Clinical Trials at NCI Showing Promising Results for Mesothelioma Treatment
Fifteen years after medical oncologist Raffit Hassan started studying the complexities of mesothelioma and the tumor antigen to attack it, he is seeing tangible rewards for his work.
Breakthroughs can take a long time.
Hassan is an investigator and chief of the Solid Tumor Immunotherapy Section in the Laboratory of Molecular Biology at the National Cancer Institute, involved now in some particularly-encouraging clinical trials.
“We’re starting to see some very exciting results,” Hassan said Thursday night during a teleconference sponsored by the Mesothelioma Applied Research Foundation. “There’s a lot more work to do, but there is reason for optimism.”

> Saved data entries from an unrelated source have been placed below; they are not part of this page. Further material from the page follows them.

PR #3515, opened 2019-05-20
Activate for test

mingwandroid:

### DIFF
--- a/ci/travis/run.sh
+++ b/ci/travis/run.sh
@@ -29,9 +29,9 @@ else
       conda create -n blarg3 -yq python=3.5
       conda create -n blarg4 -yq python nomkl numpy pandas svn
       conda create -n blarg5 -yq libpng=1.6.17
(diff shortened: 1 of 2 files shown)


mingwandroid:
Please review @msarahan.

msarahan:
This seems fine to me. I'm surprised that it's needed, though. It seems like we would have noticed the lack of activation before now? Activation is definitely necessary and this appears to be the right place. I just wonder if there is also somewhere deeper that is writing it, like in this function: https://github.com/conda/conda-build/pull/3515/commits/3da2b16a4b1204c9783811fe7062dd52b70d2bcb#diff-ac55d744935b1f37a3369258b88e8f1fR1970

mingwandroid:
I am fixing the bug I introduced [here](https://github.com/conda/conda-build/commit/c03f5a067e98b0a6c2e5f932e168d51e966f8159)

I didn't consider changing the behaviour as something I wanted to be doing here.

mingwandroid:
I assume there's no test coverage for this either. If you want me to add that, let me know.

PR #3525, opened 2019-06-03
Binary repackaging fixes and some speed ups.

mingwandroid:


soapy1:
Looks like the CI failures are not related to this PR. Tried this out a bit. Looks like conda index is quite a bit faster. With current conda build it takes more than 10 min to index conda-forge. With this PR it gets to sub 10 min 🚀

PR #1477, opened 2018-11-06
Fix concurrency issues in retrying manager

SzymonPobiega:


src/ServiceControl/Recoverability/Retrying/RetryingManager.cs
```diff
@@ -85,7 +85,7 @@ public async Task Forwarding(string requestId, RetryType retryType)
                 return;
             }
 
-            var summary = Get(requestId, retryType);
```
SzymonPobiega: No idea why this was `Get` instead of `GetOrCreate`. I looked at the invocation path and it seemed like it could (after SC restart) be invoked without prior call to `GetOrCreate` so I changed it to `GetOrCreate` to be safe.

src/ServiceControl/Recoverability/Retrying/RetryingManager.cs
```diff
@@ -97,7 +97,7 @@ public async Task ForwardedBatch(string requestId, RetryType retryType, int numb
...
```
SzymonPobiega: Same as above

src/ServiceControl/Recoverability/Retrying/RetryingManager.cs
```diff
@@ -37,7 +37,7 @@ public bool IsOperationInProgressFor(string requestId, RetryType retryType)
 
         public bool IsRetryInProgressFor(string requestId)
         {
-            return retryOperations.Keys.Where(key => key.EndsWith($"/{requestId}")).Any(key => retryOperations[key].IsInProgress());
```
SzymonPobiega: Accessing the `retryOperations` by key, even if `retryOperations` is a concurrent dict would not be safe here because there is no lock that makes sure the keys returned by `Keys` are still present when actually enumerating the returned collection. I've changed it to enumerating the values.

danielmarbach: I think you can leave it as is with the keys, `Keys` and `Values` both acquire all the locks, see https://referencesource.microsoft.com/#mscorlib/system/Collections/Concurrent/ConcurrentDictionary.cs,2036

`GetEnumerator` would be lock-free but might return dirty reads

PR #1487, opened 2018-11-13
Fix failed error import handling

SzymonPobiega:
The first commit tries to address the root cause issue.
The second commit tries to do some damage control and adds handling of failed errors that have already been moved to failed audits collection when trying to re-import the audits.


src/ServiceControl.AcceptanceTests/Audit/When_an_error_message_fails_to_import.cs
```diff
@@ -0,0 +1,137 @@
...
+                .Done(async c =>
+                {
+                    if (c.UniqueMessageId == null)
+                    {
+                        return false;
+                    }
+
+                    if (!c.WasReimported)
+                    {
+                        var countResult = await this.TryGet<FailedAuditsCountReponse>("/api/failedaudits/count");
```
danielmarbach: I'm wondering if it would be possible to make this test step ID based. As long as we create a new instance of SC with a temporary folder the count based approach will work but I think the ID based one, in this case, would be more robust.

src/ServiceControl.AcceptanceTests/Audit/When_an_error_message_fails_to_import.cs
```diff
@@ -0,0 +1,137 @@
...
+                        failedImportsCountReponse = countResult;
+                        if (countResult)
+                        {
+                            if (failedImportsCountReponse.Count > 0)
+                            {
+                                c.FailedImport = true;
+                                await this.Post<object>("/api/failedaudits/import", null, code =>
```
danielmarbach: I think this can be simplified to

```
if(await this.Post<object>("/api/failedaudits/import")) {
   c.WasReimported = true;
}
```

the Post method already checks for

`response.IsSuccessStatusCode`

src/ServiceControl/Operations/ImportFailedAudits.cs
```diff
@@ -40,14 +42,16 @@ public Task Run(CancellationTokenSource tokenSource)
                         try
                         {
                             var messageContext = new MessageContext(dto.Id, dto.Headers, dto.Body, EmptyTransaction, EmptyTokenSource, EmptyContextBag);
-                            var entity = await auditImporter.ConvertToSaveMessage(messageContext)
-                                .ConfigureAwait(false);
-                            using (var storeSession = store.OpenAsyncSession())
+
+                            //Due to bug https://github.com/Particular/PlatformDevelopment/issues/2464 some failed error could have ended up in failed audits collection
+                            if (messageContext.Headers.ContainsKey(FaultsHeaderKeys.FailedQ))
```
danielmarbach: This works under the assumption that only error messages might have been imported into the audit collection and not audit messages into the error collection. Given that assembly scanning with features and the container is pretty deterministic it sounds like a valid assumption to make. We only remove the `FaultsHeaderKeys.FailedQ` when we retry messages so we should be safe?

SzymonPobiega: The header is removed in `RetryProcessor::StageMessage` method so it safe to use it here.

SzymonPobiega: I added a failing test as the first commit to prove the issue was deterministic. Also, there is `When_a_message_fails_to_import` test in the `Audit` category that proves that the failed audits are stored in the proper collection so we're covered.

src/ServiceControl.AcceptanceTests/Audit/When_an_error_message_fails_to_import.cs
SzymonPobiega: I looked at it but it would be hard because the failed audit/error documents have auto-generated IDs so accessing them by ID would require adding an index :\

SzymonPobiega:
@danielmarbach I've pushed the failing test as the first commit and rearranged the files a bit. I also removed the reference to non-public issue.

src/ServiceControl/Operations/AuditPersister.cs
```diff
@@ -0,0 +1,70 @@
...
+    using System.Linq;
+    using System.Threading.Tasks;
+    using BodyStorage;
+    using Infrastructure;
+    using MessageAuditing;
+    using NServiceBus;
+    using NServiceBus.Transport;
+    using Raven.Client;
+
+
```
danielmarbach: 🔥

src/ServiceControl.AcceptanceTests/MessageFailures/When_a_message_fails_to_import.cs
```diff
@@ -0,0 +1,110 @@
...
+    using NServiceBus.Settings;
+    using NUnit.Framework;
+    using ServiceControl.Operations;
+
+    class When_a_message_fails_to_import : AcceptanceTest
+    {
+        [Test]
+        public async Task It_is_stored_in_the_document_collection()
+        {
+            //Make sure the audit import attempt fails
```
danielmarbach: Shouldn't the comment say

```
// Make sure the error import attempt fails
```

src/ServiceControl.AcceptanceTests/MessageFailures/When_a_message_fails_to_import.cs
```diff
@@ -0,0 +1,110 @@
...
+    using NServiceBus.AcceptanceTesting.Customization;
+    using NServiceBus.AcceptanceTests;
+    using NServiceBus.Settings;
+    using NUnit.Framework;
+    using ServiceControl.Operations;
+
+    class When_a_message_fails_to_import : AcceptanceTest
+    {
+        [Test]
+        public async Task It_is_stored_in_the_document_collection()
```
danielmarbach: Would it be helpful to say in which collection?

Hassan delivered his message to more than 90 listeners as part of MARF’s Meet the Experts series. “Mesothelin: A New Target for Immunotherapy,” was the title of his presentation.

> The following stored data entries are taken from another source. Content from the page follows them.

PR #1503, opened 2018-11-28
Hotfix 3.3.4

### LINKED ISSUE #1489: Azure Service Bus instances can't be installed on net461-only machines
As [reported by @markgould](https://github.com/Particular/ServiceControl/issues/1488) version `3.3.0` contains a bug that prevents Azure Service Bus instances to be installed due `netstandard.dll` missing from the packaged transport binaries.

### Symptoms

Instance installation fails with "Could not load file or assembly netstandard.dll"

### Who's affected

All v3.3.0 users trying to install Azure Service Bus instances on environments with .net framework prior to 4.7.2

### Workaround

Install net4.7.2 on the server.

andreasohlund:
Bump asb transport to 1.0.0-alpha174 to make sure we get the multi targeted ASB client (3.2.0). Also included Particular.Monitoring 2.0.2 to get the equivalent fix.

Closes #1489

### DIFF
--- a/src/ServiceControlInstaller.Packaging/ServiceControlInstaller.Packaging.csproj
+++ b/src/ServiceControlInstaller.Packaging/ServiceControlInstaller.Packaging.csproj
@@ -16,7 +16,7 @@
   </ItemGroup>
 
   <ItemGroup>
-    <PackageReference Include="Packaging.ServiceControl.Monitoring" Version="2.0.1" PrivateAssets="All" />
+    <PackageReference Include="Packaging.ServiceControl.Monitoring" Version="2.0.2" PrivateAssets="All" />
   </ItemGroup>
 
   <UsingTask AssemblyFile="..\..\buildsupport\DeploymentZipTask.Dll" TaskName="DeploymentZipTask.AddToZip" />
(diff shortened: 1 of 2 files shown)


andreasohlund:
I've verified that this fixes the issue. @Particular/servicecontrol-maintainers please review and merge

src/ServiceControlInstaller.Packaging/ServiceControlInstaller.Packaging.csproj
```diff
@@ -16,7 +16,7 @@
   </ItemGroup>
 
   <ItemGroup>
-    <PackageReference Include="Packaging.ServiceControl.Monitoring" Version="2.0.1" PrivateAssets="All" />
+    <PackageReference Include="Packaging.ServiceControl.Monitoring" Version="2.0.2" PrivateAssets="All" />
```
mikeminutillo: Why is this change bundled into the PR?

andreasohlund: Monitorid had the same issue and needs to be released as well so that’s why this is here?

andreasohlund: So 3.3.4 will contain both the SC fix and the monitoring fix

mikeminutillo: :+1:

Mesothelin is a usually-harmless protein that becomes over-expressed in particular cancers like ovarian, pancreatic and mesothelioma. It is being harnessed to help bind toxic drugs to cancerous tumors, effectively killing cancer cells and extending lives.
Hassan believes it can add months — and eventually years — to the lives of mesothelioma patients, if the right drug combinations can be found.
Hassan talked extensively Thursday about the success of previous clinical trials involving SS1P, a drug that has worked well with mesothelin, especially when combined with other chemotherapy drugs.
Hassan recently completed one clinical trial involving SS1P, and is close to starting another, now looking for suitable candidates to further the research. The trial has produced considerable interest among recently diagnosed mesothelioma patients from across the country.
There are several types of mesothelioma, but all of them are rare and all of them are caused by an exposure to asbestos fibers. It is diagnosed in an estimated 3,000 Americans annually, typically an occupational disease that has been most common among veterans of the military.
SS1P has not yet been approved by Food and Drug Administration because it remains in the testing phase.
“We’ve treated more than 100 patients with the drug. If it binds to the tumor, it will kill it,” he said. “We’re excited about some of the things we’ve seen.”
One of the positives of the SS1P drug is the lack of any lingering side effects, according to Hassan. Although there is some initial weight gain and fluid retention, most of the effects disappear quickly.
One of the advantages of joining a clinical trial at the NCI is the cost. It is virtually free, regardless of any insurance you might have.
Because it is federally funded, the NCI does not charge for the doctors, the drugs or any treatment provided. The only cost is the travel of the initial visit. If part of the trial, subsequent travel costs to the NCI in Bethesda, MD will be covered. Participants are screened closely to ensure patients are suitable. If you are interested in an NCI clinical trial, you can call 1-800-4-CANCER.
“Our goal is to make sure it benefits the patients,” he said. “When I came to the NCI about 15 years ago, we thought this would be a good target with which to treat cancer patients. And we thought this would be a good target for mesothelioma. It is a tumor for which we really need to develop good treatments. The more people working toward that the better.”
The success with mesothelin and drugs like SS1P are one reason why Hassan believes his clinical trials for mesothelioma will continue showing positive signs. Around him, he has felt the budget cutbacks that have reduced funding for research and other trials. That has not happened with him.
“Funding is an issue everywhere, and it is an issue at the NCI, definitely,” he said. “The last 2-3 years, we have seen decreased funding, but the NCI prioritizes studies and if it feels the study will benefit patients with cancer, and lead to new treatments, they support us and what we’re doing. We have studies that patients have been helped the most.”